An emerging Seattle-based class-action lawsuit condemns a major hospital for allegedly sharing sensitive patient information with Facebook and associated third parties. The claim puts into question the ethical dimensions of little-known data-monitoring tools that could have devastating impacts.
The litigant, Jacq Nienaber, has accused Overlake Hospital Medical Center of effectively allowing Meta Pixel, and its Conversions Application Programming Interface, to act as a kind of surveillance within its infrastructure.
These marketing tools, commonly embedded in websites to optimize advertisement delivery, have resulted in a significant breach of trust, as intimate health secrets belonging to hundreds of thousands of patients have potentially been siphoned off and shared.
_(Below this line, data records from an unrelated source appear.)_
PR #171, opened 2021-12-18
Primitive storage and static model improvements

apanteleev:
This PR may look a bit odd coming from me, but I just want to have some more eyes on the changes before I merge them... It's large. The changes will be merged with squash most likely.
@res2k @Paril specifically

Summary:
- Replaced the arrays of primitive attributes that were specific to BSP or models with a single, unified storage format: VboPrimitive.
- Added support for static models with their own BLAS that never go through the instnace_geometry shader. This significantly improves performance when models become more complex, think hundreds of thousands of triangles.
- Increased the limits for primitive and mesh counts, removed the limits on BSP or instanced buffer sizes.
- Generally simpler and more logical code when it comes to primitive handling.


src/refresh/vkpt/shader/vertex_buffer.h
```diff
@@ -42,8 +41,8 @@ with this program; if not, write to the Free Software Foundation, Inc.,
 
 #define ALIGN_SIZE_4(x, n)  ((x * n + 3) & (~3))
 
-#define BSP_VERTEX_BUFFER_BINDING_IDX 0
-#define MODEL_DYNAMIC_VERTEX_BUFFER_BINDING_IDX 1
+#define PRIMITIVE_BUFFER_BINDING_IDX 0
+#define POSITION_BUFFER_BINIDNG_IDX 1
```
res2k, line 42: Typo ("BIN _ID_ NG" instead of "BIN _DI_ NG")

src/refresh/vkpt/vertex_buffer.c
```diff
@@ -23,58 +23,395 @@ with this program; if not, write to the Free Software Foundation, Inc.,
...
+	for (int i = 0; i < bsp_mesh->num_models; i++)
+	{
+		bsp_model_t* model = bsp_mesh->models + i;
+		create_model_blas(&model->geometry, qvk.buf_world.buffer);
+	}
+
+	uint8_t* staging_data = buffer_map(&staging_buffer);
+	memcpy(staging_data, bsp_mesh->primitives, bsp_mesh->num_primitives * sizeof(VboPrimitive));
+
+	mat3* positions = (mat3*)(staging_data + bsp_mesh->vertex_data_offset);  // NOLINT(clang-diagnostic-cast-align)
```
res2k, line 302: IMO, since this is dealing with triangles, using a type (name) other than `mat3` could be clearer.

src/refresh/vkpt/vertex_buffer.c
```diff
@@ -50,14 +50,54 @@ static BufferResource_t null_buffer;
 // https://www.khronos.org/registry/vulkan/specs/1.2-extensions/man/html/VkAccelerationStructureCreateInfoKHR.html
 #define ACCEL_STRUCT_ALIGNMENT 256
 
+void vkpt_init_model_geoetry(model_geometry_t* info, uint32_t max_geometries)
```
res2k, line 51: Typo: Missing 'm' in geometry

src/refresh/vkpt/vertex_buffer.c
```diff
@@ -1044,9 +1054,73 @@ vkpt_vertex_buffer_upload_models()
...
+		return;
+	
+	vkDeviceWaitIdle(qvk.device);
+
+	destroy_primbuf();
+
+	prim_count = (uint32_t)align(prim_count, PRIMBUF_SIZE_MIN);
+	Cvar_SetInteger(cvar_pt_primbuf, (int)prim_count, FROM_CODE);
+
+	Com_WPrintf("Resizing the animation buffers to fit all meshes. Set pt_primbuf to at least %d to avoid this.\n", prim_count);
```
res2k, line 1156: Hmm... Wonder if that perhaps should be a "developer" printf?
Or, since `pt_primbuf` is archived, is this necessary at all? The new (larger) value will be stored in the config anyway...

res2k:
I've found some minor things (typos etc), but there's nothing major (...that I noticed).

apanteleev:
Thanks for the review! All feedback has been addressed.

Paril:
Somehow I missed this PR entirely in my inbox - I'm sorry! I'll go over the commits even though it's too late, haha

src/refresh/model_iqm.c
```diff
@@ -482,30 +482,30 @@ int MOD_LoadIQM_Base(model_t* model, const void* rawdata, size_t length, const c
...
 		}
 	}
 
 	if (header->num_joints)
 	{
-		CHECK(iqmData->jointNames = (char*)MOD_Malloc(joint_names));
-		CHECK(iqmData->jointParents = (int*)MOD_Malloc(header->num_joints * sizeof(int)));
-		CHECK(iqmData->bindJoints = (float*)MOD_Malloc(header->num_joints * 12 * sizeof(float))); // bind joint matricies
-		CHECK(iqmData->invBindJoints = (float*)MOD_Malloc(header->num_joints * 12 * sizeof(float))); // inverse bind joint matricies
+		CHECK(iqmData->jointNames = MOD_Malloc(joint_names));
```
Paril, line 491: this just reminded me, on my local branch I changed jointNames to be an array of `char[MAX_QPATH]` so that I can easily index the joint names at runtime. Currently, you need to loop over the string via strlen which is pretty inefficient.. not that it totally matters I guess since you shouldn't be looping through joint names every frame at runtime, but just a random note that I think a single long string of "name data" is a bit harder to parse through than just fixed-length string indices.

We obtained a copy of the lawsuit for you here.
Ironically, the revelations came to light around the same time the Federal Trade Commission (FTC) and Department of Health and Human Services (HHS) highlighted the severe privacy risks around such prevalent web and mobile app tracking technologies in a joint advisory letter to 130 hospitals and health app developers. The warning stated that ill-guarded tracking tools such as Meta or Facebook pixel and Google Analytics could lead to unwanted implications, including identity theft and discrimination against unsuspecting consumers.
Nienaber’s lawsuit amplifies the cautionary approach of the agencies. It contends that Overlake Hospital not only used the surveillance widgets to increase profitability by encouraging patients to interact more with its digital health platform, but also allowed Facebook’s parent company, Meta and associated marketers to violate patients’ confidentiality by accessing their information.
This far-reaching access could permit third parties to derive knowledge about users’ specific medical conditions, which could include sensitive issues like cancer, pregnancy, HIV, or dementia, according to the lawsuit. Nienaber’s lawsuit underscores that such risks are inherent in Overlake’s corporate ambition to “optimize the delivery of ads, measure cross-device conversions, create custom audiences, and decrease advertising and marketing costs.”
The Facebook pixel, an unnecessary addition that has no bearing on the website’s functioning, arguably serves Overlake’s self-interests at the expense of its patients. Bellevue-based Overlake allowed Meta to automatically and subtly access a wide range of patient details, including the specifics of their symptoms, treatments, and conditions.
“Overlake Medical Center & Clinics is not able to comment on pending litigation,” the hospital said in a statement to Reclaim The Net. “But we can say that we take our responsibility to protect patient information very seriously. We have a robust information systems program that strives to always protect patients’ privacy and follow all regulatory guidelines to ensure patients’ private health information is secure.”